Mac for Hackers: How to Use Git to Clone, Compile & Refine Open-Source Hacking Tools

How to Use Git to Clone, Compile & Refine Open-Source Hacking Tools

Mac for Hackers: How to Use Git to Clone, Compile & Refine Open-Source Hacking Tools

With some of the ground work out of the way in getting a Mac set up for hacking, it's time to start looking at toolboxes. Our first toolbox is Git, which will be used throughout future tutorials.

Git is currently the most widely used version control system (VCS) in the world, mainly due to GitHub. Version control systems record changes to a file or set of files over time so that you can recall specific versions later. Git is a distributed form of version control, where each system, not just a central location, has a full repository.

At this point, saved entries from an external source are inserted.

PR #301, opened 2019-10-24
arash/ 1 request for auto carousel

arash-fs:
# Description

reduce number of send requests to the server from 10 to 1 on weekdays and 4 in holidays.
in holidays we show 3 close symbols, in that case, we should use `tick history` API and in `tick history` we can't send an array likes `tick stream` so we need to send 3 requests for close symbols and 1 for open symbols.

Changes:

- separate tick from ticker
- add an Event Emitter for handling request in the auto carousel
- fix PropTypes warning in Card.js

## Type of change

-   [x] Bugfix
-   [x] New feature


src/pages/home/_ticker.js
```diff
@@ -194,21 +140,69 @@ const getTickerMarkets = active_symbols => {
     })
     if (volidx.length) volidx = shuffle(volidx).slice(0, volatility_count)
     if (forex.length) forex = shuffle(forex).slice(0, forex_count)
-
-    return [...volidx, ...forex]
+    ;[...volidx, ...forex].forEach(symbol =>
```
oskar-binary:
```suggestion
    [...volidx, ...forex].forEach(symbol =>
```

src/pages/home/_ticker.js
```diff
@@ -222,23 +216,31 @@ class Ticker extends React.Component {
             forget_all: 'ticks',
         })
     }
+    shouldComponentUpdate() {
+        if (this.count < 20) {
```
oskar-binary: what is this count for?

src/pages/home/_event-emitter.js
```diff
@@ -0,0 +1,16 @@
+const EventEmitter = {
```
oskar-binary: 👍

mustofa-binary:
@arash-fs conflict

src/pages/home/_ticker.js
arash-fs: this is the prettier suggestion.

src/pages/home/_ticker.js
```diff
@@ -189,21 +44,66 @@ const getTickerMarkets = active_symbols => {
         synthetic = shuffle(synthetic).slice(0, volatility_count)
     }
     if (forex.length) forex = shuffle(forex).slice(0, forex_count)
-
-    return [...synthetic, ...forex]
+    ;[...synthetic, ...forex].forEach(symbol =>
```
oskar-binary: still has a `;` here that shouldn't be here, if it's from prettier you can add a prettier ignore to this line else put it in a variable

arash-fs: done

PR #349, opened 2019-11-20
oskar/add_lottie

oskar-binary:
# Description
* Add react-lottie library
* Add component wrapper for Lottie

## Type of change

-   [ ] Bug fix
-   [x] New feature
-   [ ] Refactor code
-   [ ] Breaking change
-   [ ] Dependency update
-   [ ] Release


src/components/elements/lottie.js
```diff
@@ -0,0 +1,44 @@
...
+            preserveAspectRatio: 'xMidYMid slice',
+        },
+    }
+
+    const eventListeners = []
+    if (onAnimationComplete) {
+        eventListeners.push({ eventName: 'complete', callback: onAnimationComplete })
+    }
+
+    return (
```
mustofa-binary: can we add example in the implementation-guide.md, and add this https://developer.mozilla.org/en-US/docs/Web/SVG/Attribute/preserveAspectRatio in it 🙏

PR #68, opened 2024-04-30
Add root config and update cli default

codedmart:
## Describe your changes

Add an optional root `configuration.json` or `configuration.yaml` file to allow editing cli options. Update default sample size to 100.

[MDB-133](https://hasurahq.atlassian.net/browse/MDB-133)


crates/configuration/src/directory.rs
```diff
@@ -9,11 +9,13 @@ use std::{
 use tokio::fs;
 use tokio_stream::wrappers::ReadDirStream;
 
-use crate::{serialized::Schema, with_name::WithName, Configuration};
+use crate::{configuration::ConfigurationOptions, serialized::Schema, with_name::WithName, Configuration};
 
 pub const SCHEMA_DIRNAME: &str = "schema";
 pub const NATIVE_PROCEDURES_DIRNAME: &str = "native_procedures";
 pub const NATIVE_QUERIES_DIRNAME: &str = "native_queries";
+pub const CONFIURATION_OPTIONS_JSON: &str = "configuration.json";
```
dmoverton, line 17:
```suggestion
pub const CONFIGURATION_OPTIONS_JSON: &str = "configuration.json";
```

crates/configuration/src/directory.rs
```diff
@@ -108,6 +113,20 @@ where
     }
 }
 
+pub async fn parse_configuration_options_file(dir: &Path) -> ConfigurationOptions {
+    let json_config_file = parse_config_file(&dir.join(CONFIURATION_OPTIONS_JSON), JSON).await;
```
dmoverton, line 117:
```suggestion
    let json_config_file = parse_config_file(&dir.join(CONFIGURATION_OPTIONS_JSON), JSON).await;
```

crates/configuration/src/directory.rs
```diff
@@ -108,6 +113,20 @@ where
...
+    if let Ok(config_options) = json_config_file {
+        return config_options
+    }
+
+    let yaml_config_file = parse_config_file(&dir.join(CONFIURATION_OPTIONS_YAML), YAML).await;
```
dmoverton, line 122:
```suggestion
    let yaml_config_file = parse_config_file(&dir.join(CONFIGURATION_OPTIONS_YAML), YAML).await;
```

CHANGELOG.md
```diff
@@ -2,6 +2,7 @@
 This changelog documents the changes between release versions.
 
 ## [Unreleased]
+- Add an optional root `configuration.json` or `configuration.yaml` file to allow editing cli options. Update default sample size to 100. ([#68](https://github.com/hasura/ndc-mongodb/pull/68))
```
dmoverton, line 5: I would list this as two separate changes (with the same PR reference)

dmoverton:
I think it would be useful if the `update` command wrote out a `configuration.yaml` file with the default options if it doesn't already exist. This would make it easier for the user to edit the options, rather than having to write the file from scratch. It also means users won't get an unexpected change in behaviour if the default options change in the future.

codedmart:
> I think it would be useful if the `update` command wrote out a `configuration.yaml` file with the default options if it doesn't already exist. This would make it easier for the user to edit the options, rather than having to write the file from scratch. It also means users won't get an unexpected change in behaviour if the default options change in the future.

Ah right I meant to do that and got side tracked. Thanks!

crates/configuration/src/configuration.rs
```diff
@@ -4,13 +4,32 @@ use anyhow::{anyhow, ensure};
...
+use serde::Deserialize;
 
 use crate::{
     native_procedure::NativeProcedure,
     native_query::{NativeQuery, NativeQueryRepresentation},
     read_directory, schema, serialized,
 };
 
+#[derive(Clone, Debug, Deserialize)]
+pub struct ConfigurationOptions {
```
dmoverton, line 16: Do we want some more structure in this so we can add extra sections in the future? The current options could go under an `introspection_options` key, that would leave from for other options in the future, such as for DB connection settings. E.g.
```yaml
introspection_options:
    sample_size: 100
    no_validator_schema: false
connection_options:
    whatever
...
```

crates/cli/src/introspection/type_unification.rs
```diff
@@ -17,8 +17,8 @@ type ObjectType = WithName<schema::ObjectType>;
 /// Unify two types.
 /// This is computing the join (or least upper bound) of the two types in a lattice
 /// where `ExtendedJSON` is the Top element, Scalar(Undefined) is the Bottom element, and Nullable(T) >= T for all T.
-pub fn unify_type(type_a: Type, type_b: Type) -> Type {
-    let result_type = match (type_a, type_b) {
+pub fn unify_type(type_a: Type, type_b: Type, all_schema_nullable: bool) -> Type {
```
dmoverton, line 20: `unify_type` should not need to know about `all_schema_nullable` option. This should be handled in `make_field_type` by wrapping the resulting type in `Nullable`.

crates/configuration/src/configuration.rs
```diff
@@ -167,6 +172,34 @@ impl Configuration {
...
 }
 
+#[derive(Copy, Clone, Debug, Default, Deserialize, Serialize)]
+pub struct ConfigurationOptions {
+    // Options for introspection
+    pub introspection_options: ConfigurationIntrospectionOptions,
+}
+
+#[derive(Copy, Clone, Debug, Deserialize, Serialize)]
+pub struct ConfigurationIntrospectionOptions {
```
hallettj, line 182: I hate to nitpick, but in other places where we map struct keys to config files we set `#[serde(renameAll = "camelCase")]`

hallettj (approved):

crates/configuration/src/configuration.rs
codedmart: Please nitpick. Consistency is good 😄.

Projects hosted on GitHub, or your own personal remote repositories, are fully mirrored when they are cloned. This means that when you pull down a repository, you get all of the files contained in it, you can make changes and commit them back to your own fork of the project, clone different versions, or just clone and compile. You can even push your changes into staging for the main project.

Many open-source projects rely on GitHub, even the Linux kernel. Lots of popular hacking tools also host their source on GitHub. If you don't already have an account, you should create one.

Git is built into macOS, so we won't have to download anything. I'll be covering the bare basics in this article, just enough to get us off the ground modifying some code and maintaining our own local repositories. By using Git, we will be able to clone popular open-source hacking tools, compile them, and even make changes or push bug fixes!

Step 1: Clone Some Source Code (git clone)

The git clone command is what we'll be using to pull source off of GitHub. It's probably the most common command you'll use as a pentester, unless you also do development on the side. In order to use this command, simply find a repo (I selected theHarvester) and execute the following command, swapping out the repo I chose with whatever you chose.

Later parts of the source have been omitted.